Peruzzi Pierpaolo, Puente Erika, Bergese Sergio, Chiocca E Antonio
Department of Neurological Surgery, The Ohio State University College of Medicine and James Cancer Hospital, N-1017 Doan Hall, 410 West Tenth Avenue, Columbus, OH 43210, USA.
Acta Neurochir Suppl. 2011;109:43-8. doi: 10.1007/978-3-211-99651-5_7.
Both awake craniotomy under conscious sedation and use of intraoperative MRI can increase the efficiency and safety of glioma resections. In contrast to craniotomies under general anesthesia, neurosurgery under conscious sedation requires several changes to the routine operative setup when performed in the ioMRI environment. This work reports our experience with awake craniotomies under conscious sedation using ioMRI. Seven patients underwent awake-craniotomies for resection of supratentorial gliomas using ioMRI at the Ohio State University Medical Center and James Cancer Hospital by a single surgeon. ioMRI can be safely employed in patients who are undergoing craniotomies under conscious sedation. Particularly important is the evaluation by the anesthesiologist whether the patient is a good candidate to sustain a likely longer than average procedure in a setting where his active cooperation is not only required, but also the essential aspect of this procedure.

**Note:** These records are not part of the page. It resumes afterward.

PR #1893, opened 2024-06-11
Reasoning with foldr1_map

rmatthes:
The idea is to have a lemma as interface instead of going into the details of the encoding of lists.

This is shown to be useful for non-trivial situations in package SubstitutionSystems.

### DIFF
--- a/UniMath/Combinatorics/Lists.v
+++ b/UniMath/Combinatorics/Lists.v
@@ -253,9 +253,7 @@ Defined.
 Lemma foldr1_foldr1_map {A B : UU} (f : B -> B -> B) (b : B) (h : A -> B) (xs : list A) :
   foldr1_map f b h xs = foldr1 f b (map h xs).
 Proof.
-  revert xs.
   set (P := fun xs b' => b' = foldr1 f b (map h xs)).
-  intro xs.
   apply (foldr1_map_ind f b h P).
   - apply idpath.
   - intro a. apply idpath.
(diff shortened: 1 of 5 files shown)


rmatthes:
The problem in satellite largecatmodules is serious. If I cannot fix that, I would have to rewind the latest commit.

rmatthes:
I have made a tiny pull request for largecatmodules that solves the issue on my machine.

UniMath/Combinatorics/Lists.v
```diff
@@ -219,25 +219,52 @@ Proof.
   apply idpath.
 Qed.
 
-Lemma foldr1_foldr1_map {A B : UU} (f : B -> B -> B) (b : B) (h : A -> B) (xs : list A) :
-  foldr1_map f b h xs = foldr1 f b (map h xs).
+Definition foldr1_map_ind {A B : UU} (f : B -> B -> B) (b : B) (h : A -> B) (P : list A -> B -> UU)
+  (P0 : P nil b)
+  (P1 : ∏ a, P (cons a nil) (h a))
+  (P2 : ∏ a1 xs a2 b, P (cons a1 xs) b -> P (cons a2 (cons a1 xs)) (f (h a2) b))
+  (xs : list A) : P xs (foldr1_map f b h xs).
```
benediktahrens, line 226: @rmatthes : is there an intuition you could share with others (and possibly future you?) that might help understand this induction principle?

benediktahrens (approved):
This looks very useful! Could you add a comment helping others to understand and use the induction principle?

UniMath/Combinatorics/Lists.v
rmatthes: a good point - I have now tried to do this in a comment right before the definition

清醒镇静下的开颅手术和术中磁共振成像(MRI)的使用均可提高胶质瘤切除术的效率和安全性。与全身麻醉下的开颅手术不同,在术中MRI环境下进行清醒镇静下的神经外科手术时,常规手术设置需要进行一些改变。本文报告了我们在术中MRI环境下进行清醒镇静下开颅手术的经验。俄亥俄州立大学医学中心和詹姆斯癌症医院的一位外科医生为7例患者在术中MRI引导下进行了清醒开颅手术,以切除幕上胶质瘤。术中MRI可安全用于清醒镇静下接受开颅手术的患者。特别重要的是,麻醉医生要评估患者是否适合在不仅需要其积极配合而且这是该手术关键环节的情况下,接受可能比平均时间更长的手术。